→ **Exercise material**:
BEGIN
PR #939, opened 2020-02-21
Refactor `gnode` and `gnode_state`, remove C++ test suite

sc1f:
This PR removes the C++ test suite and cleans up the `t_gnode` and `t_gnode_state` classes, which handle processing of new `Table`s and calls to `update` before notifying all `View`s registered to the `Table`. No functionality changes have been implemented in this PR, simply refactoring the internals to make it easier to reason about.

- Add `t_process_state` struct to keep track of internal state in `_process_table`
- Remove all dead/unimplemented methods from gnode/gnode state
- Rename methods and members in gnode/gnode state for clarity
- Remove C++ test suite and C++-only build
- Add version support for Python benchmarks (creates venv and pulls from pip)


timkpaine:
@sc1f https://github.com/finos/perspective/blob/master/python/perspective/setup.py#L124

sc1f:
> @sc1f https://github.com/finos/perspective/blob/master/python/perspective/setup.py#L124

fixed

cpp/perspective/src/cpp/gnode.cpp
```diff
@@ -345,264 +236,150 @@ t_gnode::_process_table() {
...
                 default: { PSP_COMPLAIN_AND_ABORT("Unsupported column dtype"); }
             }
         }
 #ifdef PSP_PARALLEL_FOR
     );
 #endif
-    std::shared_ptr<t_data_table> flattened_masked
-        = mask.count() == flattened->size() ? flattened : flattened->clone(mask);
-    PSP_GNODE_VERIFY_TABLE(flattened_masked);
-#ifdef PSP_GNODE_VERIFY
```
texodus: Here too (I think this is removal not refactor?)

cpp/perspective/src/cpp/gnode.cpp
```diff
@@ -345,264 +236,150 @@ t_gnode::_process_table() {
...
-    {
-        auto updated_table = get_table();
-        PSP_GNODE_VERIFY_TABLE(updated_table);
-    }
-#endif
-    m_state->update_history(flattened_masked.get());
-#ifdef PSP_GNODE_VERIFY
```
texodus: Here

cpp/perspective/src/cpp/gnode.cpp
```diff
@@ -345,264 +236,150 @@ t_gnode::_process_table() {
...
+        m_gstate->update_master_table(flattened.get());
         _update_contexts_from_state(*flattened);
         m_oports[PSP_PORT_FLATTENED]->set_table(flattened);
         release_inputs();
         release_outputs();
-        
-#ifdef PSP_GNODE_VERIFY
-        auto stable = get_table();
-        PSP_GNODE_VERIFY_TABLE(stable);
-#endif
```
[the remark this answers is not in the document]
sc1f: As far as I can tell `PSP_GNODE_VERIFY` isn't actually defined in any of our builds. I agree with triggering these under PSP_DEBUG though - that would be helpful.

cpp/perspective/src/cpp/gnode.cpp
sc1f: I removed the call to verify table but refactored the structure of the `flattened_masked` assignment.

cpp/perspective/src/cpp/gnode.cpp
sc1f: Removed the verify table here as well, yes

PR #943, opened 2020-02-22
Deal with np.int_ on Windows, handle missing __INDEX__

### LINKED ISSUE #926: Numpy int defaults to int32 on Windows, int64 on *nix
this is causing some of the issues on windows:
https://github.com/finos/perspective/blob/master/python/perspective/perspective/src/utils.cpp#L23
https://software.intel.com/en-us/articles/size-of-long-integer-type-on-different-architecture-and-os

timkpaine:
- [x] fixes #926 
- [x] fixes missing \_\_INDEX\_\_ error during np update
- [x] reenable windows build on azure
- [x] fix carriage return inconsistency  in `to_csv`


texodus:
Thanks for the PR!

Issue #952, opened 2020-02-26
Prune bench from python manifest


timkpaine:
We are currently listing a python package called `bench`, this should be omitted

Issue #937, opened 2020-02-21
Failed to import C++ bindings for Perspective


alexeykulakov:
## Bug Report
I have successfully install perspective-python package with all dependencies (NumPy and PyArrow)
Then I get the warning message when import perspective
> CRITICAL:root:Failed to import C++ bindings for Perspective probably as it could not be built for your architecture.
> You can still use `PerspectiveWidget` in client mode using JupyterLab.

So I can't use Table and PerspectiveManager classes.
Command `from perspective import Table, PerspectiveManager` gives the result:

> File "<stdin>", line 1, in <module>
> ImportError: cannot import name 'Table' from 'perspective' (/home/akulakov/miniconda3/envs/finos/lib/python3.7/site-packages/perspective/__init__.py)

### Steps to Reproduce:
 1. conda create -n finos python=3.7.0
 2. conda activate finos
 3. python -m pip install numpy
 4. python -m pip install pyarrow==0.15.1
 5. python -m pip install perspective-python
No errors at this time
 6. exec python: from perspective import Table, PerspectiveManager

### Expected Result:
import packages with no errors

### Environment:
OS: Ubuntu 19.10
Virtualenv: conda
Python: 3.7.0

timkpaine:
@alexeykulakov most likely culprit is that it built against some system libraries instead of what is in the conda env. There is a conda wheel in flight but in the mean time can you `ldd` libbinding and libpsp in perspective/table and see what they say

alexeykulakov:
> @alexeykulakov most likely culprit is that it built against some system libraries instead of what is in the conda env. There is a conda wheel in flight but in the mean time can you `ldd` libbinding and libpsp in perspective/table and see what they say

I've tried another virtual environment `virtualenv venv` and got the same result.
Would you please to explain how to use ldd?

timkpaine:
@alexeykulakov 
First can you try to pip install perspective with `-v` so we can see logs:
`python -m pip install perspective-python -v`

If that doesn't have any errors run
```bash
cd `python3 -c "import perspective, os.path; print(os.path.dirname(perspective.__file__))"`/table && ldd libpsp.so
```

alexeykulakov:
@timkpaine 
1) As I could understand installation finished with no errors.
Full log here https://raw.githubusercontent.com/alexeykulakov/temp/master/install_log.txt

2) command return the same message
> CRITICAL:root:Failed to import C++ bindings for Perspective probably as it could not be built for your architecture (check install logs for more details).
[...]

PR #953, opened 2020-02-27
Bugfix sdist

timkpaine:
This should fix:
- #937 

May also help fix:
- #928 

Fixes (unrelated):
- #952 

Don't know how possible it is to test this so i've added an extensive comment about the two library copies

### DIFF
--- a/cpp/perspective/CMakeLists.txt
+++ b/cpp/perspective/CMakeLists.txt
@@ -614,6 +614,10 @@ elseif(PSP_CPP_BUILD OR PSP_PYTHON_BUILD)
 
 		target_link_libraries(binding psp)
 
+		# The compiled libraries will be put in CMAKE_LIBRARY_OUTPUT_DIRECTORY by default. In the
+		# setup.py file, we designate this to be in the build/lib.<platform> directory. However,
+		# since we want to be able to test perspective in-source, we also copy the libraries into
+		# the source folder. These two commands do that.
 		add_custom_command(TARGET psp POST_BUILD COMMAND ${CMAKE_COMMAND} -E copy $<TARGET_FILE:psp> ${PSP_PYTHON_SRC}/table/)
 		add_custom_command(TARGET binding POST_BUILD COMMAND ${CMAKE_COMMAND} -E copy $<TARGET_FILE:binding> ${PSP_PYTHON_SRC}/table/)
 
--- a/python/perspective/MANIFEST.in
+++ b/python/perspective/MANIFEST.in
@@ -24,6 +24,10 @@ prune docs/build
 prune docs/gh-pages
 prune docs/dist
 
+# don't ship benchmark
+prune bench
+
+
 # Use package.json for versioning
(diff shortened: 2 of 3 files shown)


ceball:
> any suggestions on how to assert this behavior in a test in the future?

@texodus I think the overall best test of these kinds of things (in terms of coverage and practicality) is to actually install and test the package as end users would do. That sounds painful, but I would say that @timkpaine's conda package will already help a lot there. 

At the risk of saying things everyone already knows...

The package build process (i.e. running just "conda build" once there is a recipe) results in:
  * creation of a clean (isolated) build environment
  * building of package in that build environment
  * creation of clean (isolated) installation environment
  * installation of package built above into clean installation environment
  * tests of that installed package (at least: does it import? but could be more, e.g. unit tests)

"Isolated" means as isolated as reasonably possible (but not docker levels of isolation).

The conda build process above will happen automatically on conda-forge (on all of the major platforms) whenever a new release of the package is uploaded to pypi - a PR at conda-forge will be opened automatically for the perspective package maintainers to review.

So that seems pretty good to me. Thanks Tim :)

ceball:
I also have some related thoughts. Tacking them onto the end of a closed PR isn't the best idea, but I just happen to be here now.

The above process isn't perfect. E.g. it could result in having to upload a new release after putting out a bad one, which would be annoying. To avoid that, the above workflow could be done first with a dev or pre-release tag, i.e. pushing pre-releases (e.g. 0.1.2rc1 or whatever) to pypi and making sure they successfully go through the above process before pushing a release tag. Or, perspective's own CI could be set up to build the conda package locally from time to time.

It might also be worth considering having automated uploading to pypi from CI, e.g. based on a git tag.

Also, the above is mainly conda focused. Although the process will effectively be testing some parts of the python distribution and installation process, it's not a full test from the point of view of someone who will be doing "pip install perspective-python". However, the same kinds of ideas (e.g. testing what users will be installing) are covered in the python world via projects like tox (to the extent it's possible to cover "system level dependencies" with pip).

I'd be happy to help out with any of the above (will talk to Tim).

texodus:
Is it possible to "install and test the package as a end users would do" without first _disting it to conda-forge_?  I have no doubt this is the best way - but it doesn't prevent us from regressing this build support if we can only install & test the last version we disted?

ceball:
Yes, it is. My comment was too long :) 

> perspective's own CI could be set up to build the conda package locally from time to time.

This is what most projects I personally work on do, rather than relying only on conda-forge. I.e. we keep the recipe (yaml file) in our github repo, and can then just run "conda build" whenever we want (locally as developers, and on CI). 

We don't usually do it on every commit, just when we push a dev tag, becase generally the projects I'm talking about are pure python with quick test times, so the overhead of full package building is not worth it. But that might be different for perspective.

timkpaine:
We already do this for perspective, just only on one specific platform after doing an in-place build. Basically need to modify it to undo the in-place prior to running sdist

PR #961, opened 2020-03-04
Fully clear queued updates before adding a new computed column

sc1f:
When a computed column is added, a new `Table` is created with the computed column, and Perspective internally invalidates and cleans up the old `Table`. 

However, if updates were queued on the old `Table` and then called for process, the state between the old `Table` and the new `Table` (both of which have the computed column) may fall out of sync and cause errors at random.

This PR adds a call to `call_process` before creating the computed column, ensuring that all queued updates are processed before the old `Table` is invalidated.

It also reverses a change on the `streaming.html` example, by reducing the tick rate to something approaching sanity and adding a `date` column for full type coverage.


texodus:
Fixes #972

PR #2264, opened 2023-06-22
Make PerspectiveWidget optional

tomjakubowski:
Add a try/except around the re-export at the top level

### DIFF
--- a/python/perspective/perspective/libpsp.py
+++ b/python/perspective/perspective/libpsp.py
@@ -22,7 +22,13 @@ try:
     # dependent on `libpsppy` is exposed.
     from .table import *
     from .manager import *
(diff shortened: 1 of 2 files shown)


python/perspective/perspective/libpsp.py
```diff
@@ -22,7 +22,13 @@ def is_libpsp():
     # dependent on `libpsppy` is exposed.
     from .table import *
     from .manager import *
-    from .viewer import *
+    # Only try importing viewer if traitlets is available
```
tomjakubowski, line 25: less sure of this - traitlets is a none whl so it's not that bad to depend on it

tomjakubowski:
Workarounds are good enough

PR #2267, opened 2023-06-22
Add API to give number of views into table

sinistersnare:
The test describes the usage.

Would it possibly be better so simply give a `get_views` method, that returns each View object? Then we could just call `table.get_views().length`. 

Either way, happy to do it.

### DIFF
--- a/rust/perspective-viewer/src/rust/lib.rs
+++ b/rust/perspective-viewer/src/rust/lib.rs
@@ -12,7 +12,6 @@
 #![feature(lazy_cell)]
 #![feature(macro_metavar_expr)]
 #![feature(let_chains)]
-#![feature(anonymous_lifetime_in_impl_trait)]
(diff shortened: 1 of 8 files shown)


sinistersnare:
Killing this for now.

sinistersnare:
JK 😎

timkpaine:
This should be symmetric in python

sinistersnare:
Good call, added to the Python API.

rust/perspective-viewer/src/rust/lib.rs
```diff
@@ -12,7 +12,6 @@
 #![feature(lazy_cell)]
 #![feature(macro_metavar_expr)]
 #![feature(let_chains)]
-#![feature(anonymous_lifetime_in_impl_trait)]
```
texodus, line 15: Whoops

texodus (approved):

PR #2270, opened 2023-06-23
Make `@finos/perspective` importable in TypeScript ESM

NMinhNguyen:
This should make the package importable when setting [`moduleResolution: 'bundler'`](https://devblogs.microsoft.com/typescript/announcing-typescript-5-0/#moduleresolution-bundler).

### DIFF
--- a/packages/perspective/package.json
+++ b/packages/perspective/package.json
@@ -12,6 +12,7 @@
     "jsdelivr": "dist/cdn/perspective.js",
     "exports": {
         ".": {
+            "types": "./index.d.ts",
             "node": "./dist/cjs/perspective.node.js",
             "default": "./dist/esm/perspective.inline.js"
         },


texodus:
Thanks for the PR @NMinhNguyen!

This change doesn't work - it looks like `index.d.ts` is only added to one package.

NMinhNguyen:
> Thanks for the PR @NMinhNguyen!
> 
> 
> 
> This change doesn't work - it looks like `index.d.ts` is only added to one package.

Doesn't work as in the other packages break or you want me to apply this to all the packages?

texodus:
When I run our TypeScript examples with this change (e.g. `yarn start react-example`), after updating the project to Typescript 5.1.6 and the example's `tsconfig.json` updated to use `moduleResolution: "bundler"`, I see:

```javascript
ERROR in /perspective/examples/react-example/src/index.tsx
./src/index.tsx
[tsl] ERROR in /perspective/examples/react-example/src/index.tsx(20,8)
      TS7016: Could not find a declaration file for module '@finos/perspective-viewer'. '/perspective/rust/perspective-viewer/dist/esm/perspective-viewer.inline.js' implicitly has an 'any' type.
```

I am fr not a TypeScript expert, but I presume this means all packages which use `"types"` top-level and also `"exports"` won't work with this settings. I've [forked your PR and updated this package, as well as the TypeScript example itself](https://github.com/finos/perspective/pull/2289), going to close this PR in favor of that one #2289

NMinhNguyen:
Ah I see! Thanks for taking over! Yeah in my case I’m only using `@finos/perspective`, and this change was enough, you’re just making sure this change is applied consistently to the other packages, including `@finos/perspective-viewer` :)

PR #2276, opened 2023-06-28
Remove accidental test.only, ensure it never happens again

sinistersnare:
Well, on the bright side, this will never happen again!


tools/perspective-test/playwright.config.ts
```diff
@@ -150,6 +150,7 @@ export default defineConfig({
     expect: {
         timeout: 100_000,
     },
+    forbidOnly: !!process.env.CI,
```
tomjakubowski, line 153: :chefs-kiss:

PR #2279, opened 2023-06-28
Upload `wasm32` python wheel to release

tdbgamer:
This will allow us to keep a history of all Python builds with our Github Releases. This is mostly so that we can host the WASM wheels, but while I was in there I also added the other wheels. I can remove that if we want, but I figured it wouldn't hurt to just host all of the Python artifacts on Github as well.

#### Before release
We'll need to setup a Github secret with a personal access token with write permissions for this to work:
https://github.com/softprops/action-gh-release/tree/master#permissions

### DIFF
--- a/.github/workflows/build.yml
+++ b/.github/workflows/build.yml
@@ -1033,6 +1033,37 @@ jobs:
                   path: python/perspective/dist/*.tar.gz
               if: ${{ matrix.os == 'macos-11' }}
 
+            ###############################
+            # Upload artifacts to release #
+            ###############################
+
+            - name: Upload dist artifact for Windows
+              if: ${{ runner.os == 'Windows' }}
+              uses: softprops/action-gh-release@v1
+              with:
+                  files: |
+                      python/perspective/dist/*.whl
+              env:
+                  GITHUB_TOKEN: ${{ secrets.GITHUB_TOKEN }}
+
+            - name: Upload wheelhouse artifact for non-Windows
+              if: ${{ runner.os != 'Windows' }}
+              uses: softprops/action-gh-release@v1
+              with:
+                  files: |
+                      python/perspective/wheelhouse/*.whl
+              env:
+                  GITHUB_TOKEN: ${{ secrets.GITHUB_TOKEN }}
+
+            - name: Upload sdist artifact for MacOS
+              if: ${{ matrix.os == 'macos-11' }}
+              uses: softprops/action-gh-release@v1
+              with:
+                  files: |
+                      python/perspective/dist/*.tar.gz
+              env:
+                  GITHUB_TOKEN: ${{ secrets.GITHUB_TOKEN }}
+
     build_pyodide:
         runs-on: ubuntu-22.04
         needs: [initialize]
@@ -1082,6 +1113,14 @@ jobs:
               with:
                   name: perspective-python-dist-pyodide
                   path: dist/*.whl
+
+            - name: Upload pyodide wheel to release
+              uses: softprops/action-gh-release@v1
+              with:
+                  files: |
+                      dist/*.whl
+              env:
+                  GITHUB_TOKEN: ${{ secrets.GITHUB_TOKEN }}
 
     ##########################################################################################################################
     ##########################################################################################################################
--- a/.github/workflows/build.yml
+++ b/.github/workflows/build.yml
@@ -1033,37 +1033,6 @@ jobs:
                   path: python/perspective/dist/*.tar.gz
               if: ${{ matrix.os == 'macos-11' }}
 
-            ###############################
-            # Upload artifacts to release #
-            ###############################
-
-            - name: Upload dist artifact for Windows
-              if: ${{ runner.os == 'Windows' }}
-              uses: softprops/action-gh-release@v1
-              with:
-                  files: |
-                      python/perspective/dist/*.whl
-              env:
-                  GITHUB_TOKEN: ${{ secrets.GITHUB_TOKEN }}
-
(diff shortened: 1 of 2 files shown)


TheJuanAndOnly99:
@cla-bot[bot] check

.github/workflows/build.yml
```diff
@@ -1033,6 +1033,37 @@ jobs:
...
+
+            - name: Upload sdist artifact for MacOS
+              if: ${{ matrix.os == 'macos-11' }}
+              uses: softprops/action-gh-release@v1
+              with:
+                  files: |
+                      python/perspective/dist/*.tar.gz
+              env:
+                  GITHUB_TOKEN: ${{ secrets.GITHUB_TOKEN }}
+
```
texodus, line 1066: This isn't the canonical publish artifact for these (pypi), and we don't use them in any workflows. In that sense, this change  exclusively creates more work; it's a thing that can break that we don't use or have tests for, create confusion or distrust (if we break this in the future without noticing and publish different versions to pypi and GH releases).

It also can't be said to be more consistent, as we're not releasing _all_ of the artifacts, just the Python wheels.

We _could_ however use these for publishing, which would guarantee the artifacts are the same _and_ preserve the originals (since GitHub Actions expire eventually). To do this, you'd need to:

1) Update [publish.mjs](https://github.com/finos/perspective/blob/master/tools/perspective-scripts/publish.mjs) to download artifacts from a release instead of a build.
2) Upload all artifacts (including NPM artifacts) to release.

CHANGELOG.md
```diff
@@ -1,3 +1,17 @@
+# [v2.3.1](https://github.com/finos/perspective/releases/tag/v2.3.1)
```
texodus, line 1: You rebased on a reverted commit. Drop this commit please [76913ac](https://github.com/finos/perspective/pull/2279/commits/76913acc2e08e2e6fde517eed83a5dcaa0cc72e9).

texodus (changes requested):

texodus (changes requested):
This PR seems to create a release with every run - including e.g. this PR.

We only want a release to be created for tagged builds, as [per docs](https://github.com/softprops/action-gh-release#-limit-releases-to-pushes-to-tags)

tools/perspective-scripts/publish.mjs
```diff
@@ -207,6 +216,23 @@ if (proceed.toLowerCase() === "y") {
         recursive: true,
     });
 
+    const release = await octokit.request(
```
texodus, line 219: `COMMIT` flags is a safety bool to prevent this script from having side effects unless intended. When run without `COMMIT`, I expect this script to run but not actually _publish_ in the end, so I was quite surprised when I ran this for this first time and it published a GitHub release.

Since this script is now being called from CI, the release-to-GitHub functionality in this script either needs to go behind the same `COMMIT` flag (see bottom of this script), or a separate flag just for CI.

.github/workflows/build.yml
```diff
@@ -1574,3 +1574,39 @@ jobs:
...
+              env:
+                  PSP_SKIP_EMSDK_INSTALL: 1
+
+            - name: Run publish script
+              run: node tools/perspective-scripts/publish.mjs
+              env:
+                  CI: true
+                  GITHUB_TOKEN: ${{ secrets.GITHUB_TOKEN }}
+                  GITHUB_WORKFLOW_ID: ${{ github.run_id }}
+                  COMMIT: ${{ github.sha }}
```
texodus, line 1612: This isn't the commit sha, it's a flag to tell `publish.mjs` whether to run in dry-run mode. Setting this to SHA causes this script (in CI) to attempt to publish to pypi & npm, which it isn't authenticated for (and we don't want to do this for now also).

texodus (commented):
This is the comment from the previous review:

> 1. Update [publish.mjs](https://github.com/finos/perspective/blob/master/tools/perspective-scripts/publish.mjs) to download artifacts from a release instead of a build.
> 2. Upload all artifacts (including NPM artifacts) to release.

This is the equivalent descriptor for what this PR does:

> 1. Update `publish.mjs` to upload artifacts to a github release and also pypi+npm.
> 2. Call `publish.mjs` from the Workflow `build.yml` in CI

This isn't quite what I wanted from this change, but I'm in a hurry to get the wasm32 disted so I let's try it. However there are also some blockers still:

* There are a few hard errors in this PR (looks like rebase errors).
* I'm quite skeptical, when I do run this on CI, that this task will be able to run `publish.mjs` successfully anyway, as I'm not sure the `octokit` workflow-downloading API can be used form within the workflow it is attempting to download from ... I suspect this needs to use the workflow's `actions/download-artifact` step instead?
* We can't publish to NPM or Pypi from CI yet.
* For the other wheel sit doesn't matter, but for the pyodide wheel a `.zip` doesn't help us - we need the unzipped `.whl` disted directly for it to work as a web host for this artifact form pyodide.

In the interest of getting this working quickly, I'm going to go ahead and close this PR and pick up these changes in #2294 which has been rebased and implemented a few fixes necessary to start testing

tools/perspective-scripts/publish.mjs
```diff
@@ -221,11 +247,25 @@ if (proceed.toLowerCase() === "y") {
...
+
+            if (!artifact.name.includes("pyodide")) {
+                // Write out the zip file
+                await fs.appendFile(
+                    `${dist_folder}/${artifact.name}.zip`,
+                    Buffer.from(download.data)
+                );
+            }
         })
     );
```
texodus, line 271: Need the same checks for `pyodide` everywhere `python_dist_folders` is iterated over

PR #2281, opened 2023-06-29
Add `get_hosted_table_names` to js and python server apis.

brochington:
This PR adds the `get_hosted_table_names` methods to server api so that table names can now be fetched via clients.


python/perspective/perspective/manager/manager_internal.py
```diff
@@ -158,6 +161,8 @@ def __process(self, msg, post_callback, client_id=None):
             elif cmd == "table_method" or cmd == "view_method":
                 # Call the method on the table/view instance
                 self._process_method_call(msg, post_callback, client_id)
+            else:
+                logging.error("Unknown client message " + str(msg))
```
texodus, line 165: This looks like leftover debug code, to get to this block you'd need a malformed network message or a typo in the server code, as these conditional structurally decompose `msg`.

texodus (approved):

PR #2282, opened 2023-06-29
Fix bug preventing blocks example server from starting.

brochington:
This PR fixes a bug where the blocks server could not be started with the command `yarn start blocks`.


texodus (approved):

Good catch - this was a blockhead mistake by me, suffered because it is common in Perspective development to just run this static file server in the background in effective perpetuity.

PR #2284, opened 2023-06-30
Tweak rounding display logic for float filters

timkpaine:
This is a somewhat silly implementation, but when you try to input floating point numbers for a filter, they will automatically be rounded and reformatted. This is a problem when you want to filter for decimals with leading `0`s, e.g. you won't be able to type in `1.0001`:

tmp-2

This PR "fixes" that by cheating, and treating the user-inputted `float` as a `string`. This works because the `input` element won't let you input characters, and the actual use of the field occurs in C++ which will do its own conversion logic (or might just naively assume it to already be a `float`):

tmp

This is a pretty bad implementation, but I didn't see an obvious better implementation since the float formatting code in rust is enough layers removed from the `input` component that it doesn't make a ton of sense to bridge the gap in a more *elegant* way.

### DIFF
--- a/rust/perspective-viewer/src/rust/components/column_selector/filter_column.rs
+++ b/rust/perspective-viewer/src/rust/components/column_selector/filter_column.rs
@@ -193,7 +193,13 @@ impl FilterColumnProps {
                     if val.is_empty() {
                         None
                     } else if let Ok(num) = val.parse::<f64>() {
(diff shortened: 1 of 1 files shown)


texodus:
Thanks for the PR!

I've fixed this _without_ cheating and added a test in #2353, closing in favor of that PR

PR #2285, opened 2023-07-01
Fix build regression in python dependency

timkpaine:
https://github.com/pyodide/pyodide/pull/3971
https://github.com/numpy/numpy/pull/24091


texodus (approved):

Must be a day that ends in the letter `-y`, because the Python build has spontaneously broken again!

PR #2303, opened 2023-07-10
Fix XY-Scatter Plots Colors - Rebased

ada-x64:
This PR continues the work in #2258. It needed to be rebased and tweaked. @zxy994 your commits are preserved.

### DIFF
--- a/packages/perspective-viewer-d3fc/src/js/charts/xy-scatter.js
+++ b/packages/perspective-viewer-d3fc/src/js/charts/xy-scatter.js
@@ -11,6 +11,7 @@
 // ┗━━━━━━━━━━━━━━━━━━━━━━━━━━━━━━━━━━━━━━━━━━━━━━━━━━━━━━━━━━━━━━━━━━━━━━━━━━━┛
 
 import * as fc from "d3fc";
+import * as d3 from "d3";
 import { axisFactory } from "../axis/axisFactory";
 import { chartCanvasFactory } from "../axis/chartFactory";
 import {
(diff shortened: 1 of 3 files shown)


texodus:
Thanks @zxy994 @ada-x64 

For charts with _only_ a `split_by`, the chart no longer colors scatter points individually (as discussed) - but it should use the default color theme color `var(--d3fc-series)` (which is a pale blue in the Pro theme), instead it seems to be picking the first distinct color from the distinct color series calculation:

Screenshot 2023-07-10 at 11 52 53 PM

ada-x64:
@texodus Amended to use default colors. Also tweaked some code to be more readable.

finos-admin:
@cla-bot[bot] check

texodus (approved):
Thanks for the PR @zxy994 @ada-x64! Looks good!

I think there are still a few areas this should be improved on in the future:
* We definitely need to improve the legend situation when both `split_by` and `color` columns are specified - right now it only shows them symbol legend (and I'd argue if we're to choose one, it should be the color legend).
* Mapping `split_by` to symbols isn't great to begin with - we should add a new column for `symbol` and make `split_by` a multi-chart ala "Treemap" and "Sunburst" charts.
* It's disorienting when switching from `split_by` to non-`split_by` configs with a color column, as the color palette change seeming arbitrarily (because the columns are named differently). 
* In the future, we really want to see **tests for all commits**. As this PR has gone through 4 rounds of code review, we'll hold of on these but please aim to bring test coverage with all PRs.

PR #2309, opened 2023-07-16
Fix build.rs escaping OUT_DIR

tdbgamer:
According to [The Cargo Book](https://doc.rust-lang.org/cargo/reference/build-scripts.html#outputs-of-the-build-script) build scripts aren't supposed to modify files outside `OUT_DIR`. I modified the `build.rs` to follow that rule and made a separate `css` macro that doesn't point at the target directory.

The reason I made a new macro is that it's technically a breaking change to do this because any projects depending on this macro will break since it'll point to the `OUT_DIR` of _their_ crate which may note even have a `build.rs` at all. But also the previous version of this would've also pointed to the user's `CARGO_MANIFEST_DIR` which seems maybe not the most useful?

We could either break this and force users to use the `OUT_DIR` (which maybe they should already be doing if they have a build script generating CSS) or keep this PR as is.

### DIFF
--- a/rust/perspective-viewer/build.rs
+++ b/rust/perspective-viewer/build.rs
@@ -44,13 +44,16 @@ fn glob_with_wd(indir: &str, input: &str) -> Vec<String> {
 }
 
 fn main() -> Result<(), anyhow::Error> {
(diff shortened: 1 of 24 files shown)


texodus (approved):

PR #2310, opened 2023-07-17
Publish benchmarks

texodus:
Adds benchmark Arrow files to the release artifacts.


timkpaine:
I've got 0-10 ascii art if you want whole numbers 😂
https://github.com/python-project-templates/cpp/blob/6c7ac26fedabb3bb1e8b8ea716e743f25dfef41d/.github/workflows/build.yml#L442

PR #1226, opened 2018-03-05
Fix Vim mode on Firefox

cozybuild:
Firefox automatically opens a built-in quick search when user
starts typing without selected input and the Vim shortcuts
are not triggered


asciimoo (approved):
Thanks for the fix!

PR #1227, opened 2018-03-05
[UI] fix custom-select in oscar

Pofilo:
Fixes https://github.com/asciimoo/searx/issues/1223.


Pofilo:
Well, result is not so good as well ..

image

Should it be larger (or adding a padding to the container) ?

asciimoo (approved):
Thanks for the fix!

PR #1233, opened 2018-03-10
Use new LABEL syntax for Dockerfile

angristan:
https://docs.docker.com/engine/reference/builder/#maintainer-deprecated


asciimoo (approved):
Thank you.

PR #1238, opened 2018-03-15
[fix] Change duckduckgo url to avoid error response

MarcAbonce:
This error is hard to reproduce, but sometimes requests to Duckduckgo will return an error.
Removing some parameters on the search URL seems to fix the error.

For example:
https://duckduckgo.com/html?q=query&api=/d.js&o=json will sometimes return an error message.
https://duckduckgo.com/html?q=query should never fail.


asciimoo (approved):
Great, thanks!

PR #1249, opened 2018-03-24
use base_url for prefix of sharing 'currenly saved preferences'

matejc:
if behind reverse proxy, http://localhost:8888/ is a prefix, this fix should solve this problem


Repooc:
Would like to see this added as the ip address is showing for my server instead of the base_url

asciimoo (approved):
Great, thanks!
END
→ **What you have to do**:
Exact copies of the line with "Would like to" and of every later line in the entries make up the whole answer.

→ **Solution**:
Would like to see this added as the ip address is showing for my server instead of the base_url

asciimoo (approved):
Great, thanks!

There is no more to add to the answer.